### EXERCISE
Copy each line below that has "anymore".

(Records from a dataset)
Content starts
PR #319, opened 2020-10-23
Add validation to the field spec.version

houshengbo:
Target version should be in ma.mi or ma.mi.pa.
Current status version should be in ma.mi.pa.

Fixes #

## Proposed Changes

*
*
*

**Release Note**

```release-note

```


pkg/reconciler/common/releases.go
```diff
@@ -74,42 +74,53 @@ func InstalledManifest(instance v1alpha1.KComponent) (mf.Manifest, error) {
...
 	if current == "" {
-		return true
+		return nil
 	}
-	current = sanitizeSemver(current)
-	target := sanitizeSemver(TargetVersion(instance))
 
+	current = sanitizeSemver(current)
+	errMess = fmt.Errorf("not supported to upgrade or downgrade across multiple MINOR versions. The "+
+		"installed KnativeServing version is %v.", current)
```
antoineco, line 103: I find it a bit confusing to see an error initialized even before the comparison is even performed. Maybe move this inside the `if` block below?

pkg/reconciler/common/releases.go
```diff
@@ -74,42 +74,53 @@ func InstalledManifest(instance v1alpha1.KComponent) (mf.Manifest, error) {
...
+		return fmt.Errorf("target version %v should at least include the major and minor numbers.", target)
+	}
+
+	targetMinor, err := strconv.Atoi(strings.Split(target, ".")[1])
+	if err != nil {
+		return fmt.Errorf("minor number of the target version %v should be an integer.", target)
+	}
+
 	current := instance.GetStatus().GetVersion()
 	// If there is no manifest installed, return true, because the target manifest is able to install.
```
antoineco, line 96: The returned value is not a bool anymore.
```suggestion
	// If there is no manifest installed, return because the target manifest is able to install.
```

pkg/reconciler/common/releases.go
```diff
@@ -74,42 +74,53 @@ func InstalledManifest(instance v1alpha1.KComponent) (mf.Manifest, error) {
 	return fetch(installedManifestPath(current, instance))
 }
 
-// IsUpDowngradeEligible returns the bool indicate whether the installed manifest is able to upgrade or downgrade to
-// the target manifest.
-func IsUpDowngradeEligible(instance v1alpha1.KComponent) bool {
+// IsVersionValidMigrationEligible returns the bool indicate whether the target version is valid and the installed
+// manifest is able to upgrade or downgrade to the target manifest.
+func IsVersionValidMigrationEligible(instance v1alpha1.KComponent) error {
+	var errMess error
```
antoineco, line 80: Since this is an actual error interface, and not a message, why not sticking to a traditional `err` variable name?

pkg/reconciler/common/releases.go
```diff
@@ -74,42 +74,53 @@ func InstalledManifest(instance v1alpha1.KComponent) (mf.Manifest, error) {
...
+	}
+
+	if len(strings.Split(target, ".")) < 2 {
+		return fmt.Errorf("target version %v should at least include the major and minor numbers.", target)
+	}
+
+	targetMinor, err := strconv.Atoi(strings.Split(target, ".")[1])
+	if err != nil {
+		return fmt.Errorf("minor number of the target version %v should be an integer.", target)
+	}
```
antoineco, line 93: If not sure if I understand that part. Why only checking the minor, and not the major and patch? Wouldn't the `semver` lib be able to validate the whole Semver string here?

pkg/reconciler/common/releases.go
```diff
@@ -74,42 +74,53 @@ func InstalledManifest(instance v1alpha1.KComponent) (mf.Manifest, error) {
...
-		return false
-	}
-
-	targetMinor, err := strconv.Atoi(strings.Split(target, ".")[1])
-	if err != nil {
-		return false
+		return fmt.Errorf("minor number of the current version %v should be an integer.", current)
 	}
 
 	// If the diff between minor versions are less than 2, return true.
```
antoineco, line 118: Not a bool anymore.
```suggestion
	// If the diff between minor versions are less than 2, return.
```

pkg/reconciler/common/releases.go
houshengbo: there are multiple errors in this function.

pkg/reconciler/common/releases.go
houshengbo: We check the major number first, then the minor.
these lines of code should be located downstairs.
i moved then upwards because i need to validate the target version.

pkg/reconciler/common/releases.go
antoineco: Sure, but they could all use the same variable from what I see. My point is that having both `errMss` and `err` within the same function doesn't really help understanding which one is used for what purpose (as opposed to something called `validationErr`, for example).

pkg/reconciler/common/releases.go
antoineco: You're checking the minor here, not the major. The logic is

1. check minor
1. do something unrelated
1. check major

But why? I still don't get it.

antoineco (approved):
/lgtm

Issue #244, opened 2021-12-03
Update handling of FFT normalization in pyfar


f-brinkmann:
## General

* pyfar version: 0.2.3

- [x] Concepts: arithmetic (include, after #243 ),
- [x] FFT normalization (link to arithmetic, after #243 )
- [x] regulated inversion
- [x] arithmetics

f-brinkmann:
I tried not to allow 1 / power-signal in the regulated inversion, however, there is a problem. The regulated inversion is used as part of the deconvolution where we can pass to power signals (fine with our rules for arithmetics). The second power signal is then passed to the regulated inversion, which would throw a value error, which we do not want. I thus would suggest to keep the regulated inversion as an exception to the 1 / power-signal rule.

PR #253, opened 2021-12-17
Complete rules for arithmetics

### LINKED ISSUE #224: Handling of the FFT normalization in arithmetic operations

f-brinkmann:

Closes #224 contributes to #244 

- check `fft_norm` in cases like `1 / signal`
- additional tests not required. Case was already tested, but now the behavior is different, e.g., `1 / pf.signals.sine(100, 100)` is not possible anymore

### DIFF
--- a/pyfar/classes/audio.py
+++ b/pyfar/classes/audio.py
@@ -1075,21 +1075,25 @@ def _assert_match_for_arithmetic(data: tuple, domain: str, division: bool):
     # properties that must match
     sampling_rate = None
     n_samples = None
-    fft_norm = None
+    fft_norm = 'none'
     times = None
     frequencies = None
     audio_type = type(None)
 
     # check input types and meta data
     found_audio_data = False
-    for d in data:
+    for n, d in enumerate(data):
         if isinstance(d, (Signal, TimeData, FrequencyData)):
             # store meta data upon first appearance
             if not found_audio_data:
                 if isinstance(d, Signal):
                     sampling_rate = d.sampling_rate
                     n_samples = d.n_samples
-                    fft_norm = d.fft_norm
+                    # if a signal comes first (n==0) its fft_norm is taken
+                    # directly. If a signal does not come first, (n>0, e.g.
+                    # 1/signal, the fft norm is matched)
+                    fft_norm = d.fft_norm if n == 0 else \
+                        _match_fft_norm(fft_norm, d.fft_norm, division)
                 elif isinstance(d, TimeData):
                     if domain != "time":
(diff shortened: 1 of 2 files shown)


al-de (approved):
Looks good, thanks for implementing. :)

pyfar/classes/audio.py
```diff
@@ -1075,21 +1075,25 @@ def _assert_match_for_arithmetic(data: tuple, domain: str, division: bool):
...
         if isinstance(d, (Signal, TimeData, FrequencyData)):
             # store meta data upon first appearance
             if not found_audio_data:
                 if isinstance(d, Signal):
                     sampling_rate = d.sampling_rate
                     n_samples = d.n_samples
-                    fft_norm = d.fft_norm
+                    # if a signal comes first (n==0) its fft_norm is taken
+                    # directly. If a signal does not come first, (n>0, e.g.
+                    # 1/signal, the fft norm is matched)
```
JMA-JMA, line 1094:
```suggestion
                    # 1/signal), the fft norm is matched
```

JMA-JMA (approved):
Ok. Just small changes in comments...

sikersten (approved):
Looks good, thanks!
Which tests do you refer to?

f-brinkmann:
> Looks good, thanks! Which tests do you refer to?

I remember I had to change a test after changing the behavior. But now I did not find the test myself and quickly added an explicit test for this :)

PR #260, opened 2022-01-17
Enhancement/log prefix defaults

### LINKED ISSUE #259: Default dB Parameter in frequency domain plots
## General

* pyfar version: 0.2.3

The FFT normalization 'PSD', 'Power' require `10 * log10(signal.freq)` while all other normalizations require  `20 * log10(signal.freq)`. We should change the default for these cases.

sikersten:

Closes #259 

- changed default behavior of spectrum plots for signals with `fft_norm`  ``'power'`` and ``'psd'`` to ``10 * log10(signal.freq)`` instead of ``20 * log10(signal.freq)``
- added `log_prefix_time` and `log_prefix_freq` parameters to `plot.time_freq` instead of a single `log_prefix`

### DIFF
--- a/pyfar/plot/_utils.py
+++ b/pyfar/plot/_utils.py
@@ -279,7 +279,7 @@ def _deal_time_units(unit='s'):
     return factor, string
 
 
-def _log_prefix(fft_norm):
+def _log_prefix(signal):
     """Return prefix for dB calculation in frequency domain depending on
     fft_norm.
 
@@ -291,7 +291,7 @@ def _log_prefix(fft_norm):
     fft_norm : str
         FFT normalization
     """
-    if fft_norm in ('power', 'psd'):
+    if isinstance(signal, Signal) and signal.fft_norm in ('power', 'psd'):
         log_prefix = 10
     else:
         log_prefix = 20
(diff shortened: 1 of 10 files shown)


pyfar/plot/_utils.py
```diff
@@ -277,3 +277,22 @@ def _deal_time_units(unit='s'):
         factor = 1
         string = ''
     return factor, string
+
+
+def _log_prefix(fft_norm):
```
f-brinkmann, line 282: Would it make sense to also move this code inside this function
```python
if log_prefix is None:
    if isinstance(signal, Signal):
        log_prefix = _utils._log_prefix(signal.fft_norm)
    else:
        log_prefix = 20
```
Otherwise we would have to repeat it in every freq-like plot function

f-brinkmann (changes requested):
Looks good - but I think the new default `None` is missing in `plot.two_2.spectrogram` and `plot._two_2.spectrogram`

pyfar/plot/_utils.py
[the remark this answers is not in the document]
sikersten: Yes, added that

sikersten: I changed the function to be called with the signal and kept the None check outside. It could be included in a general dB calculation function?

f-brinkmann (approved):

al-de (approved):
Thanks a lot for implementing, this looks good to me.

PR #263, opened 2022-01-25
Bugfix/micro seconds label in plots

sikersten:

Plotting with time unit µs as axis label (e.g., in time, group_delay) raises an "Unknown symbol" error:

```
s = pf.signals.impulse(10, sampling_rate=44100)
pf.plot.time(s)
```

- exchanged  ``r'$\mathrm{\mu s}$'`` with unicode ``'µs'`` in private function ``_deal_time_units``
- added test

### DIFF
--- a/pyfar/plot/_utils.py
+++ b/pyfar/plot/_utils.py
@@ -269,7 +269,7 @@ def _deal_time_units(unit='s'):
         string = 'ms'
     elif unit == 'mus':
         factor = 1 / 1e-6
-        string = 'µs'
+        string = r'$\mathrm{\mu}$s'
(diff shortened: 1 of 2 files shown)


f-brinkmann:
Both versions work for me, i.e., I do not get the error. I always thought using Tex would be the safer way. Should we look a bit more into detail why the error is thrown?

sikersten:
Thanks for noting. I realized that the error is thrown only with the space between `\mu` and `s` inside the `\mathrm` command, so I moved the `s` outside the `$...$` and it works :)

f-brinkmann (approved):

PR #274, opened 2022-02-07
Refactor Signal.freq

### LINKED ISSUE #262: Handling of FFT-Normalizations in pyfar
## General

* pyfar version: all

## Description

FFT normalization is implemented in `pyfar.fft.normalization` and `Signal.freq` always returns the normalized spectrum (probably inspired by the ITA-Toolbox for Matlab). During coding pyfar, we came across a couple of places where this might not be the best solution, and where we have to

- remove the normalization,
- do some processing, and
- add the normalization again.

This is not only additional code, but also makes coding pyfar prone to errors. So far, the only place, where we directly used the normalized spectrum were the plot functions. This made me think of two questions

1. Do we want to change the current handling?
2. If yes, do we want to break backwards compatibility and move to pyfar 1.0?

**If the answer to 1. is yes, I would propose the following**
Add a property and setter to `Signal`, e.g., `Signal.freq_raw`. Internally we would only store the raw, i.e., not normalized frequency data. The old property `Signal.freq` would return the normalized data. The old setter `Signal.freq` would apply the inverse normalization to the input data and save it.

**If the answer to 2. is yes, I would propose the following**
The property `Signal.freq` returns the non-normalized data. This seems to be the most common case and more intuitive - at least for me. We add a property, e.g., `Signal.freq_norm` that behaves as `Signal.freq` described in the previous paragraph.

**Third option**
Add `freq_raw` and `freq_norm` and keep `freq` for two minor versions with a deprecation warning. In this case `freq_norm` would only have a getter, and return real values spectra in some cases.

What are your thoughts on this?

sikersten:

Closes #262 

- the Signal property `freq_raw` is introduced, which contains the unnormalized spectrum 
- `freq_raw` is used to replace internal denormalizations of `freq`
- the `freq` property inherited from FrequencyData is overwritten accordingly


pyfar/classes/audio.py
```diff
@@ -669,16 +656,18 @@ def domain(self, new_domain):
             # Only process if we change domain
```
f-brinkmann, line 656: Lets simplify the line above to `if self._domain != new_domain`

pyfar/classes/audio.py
Content ends
### WRITTEN REPLY
antoineco, line 96: The returned value is not a bool anymore.
antoineco, line 118: Not a bool anymore.
- additional tests not required. Case was already tested, but now the behavior is different, e.g., `1 / pf.signals.sine(100, 100)` is not possible anymore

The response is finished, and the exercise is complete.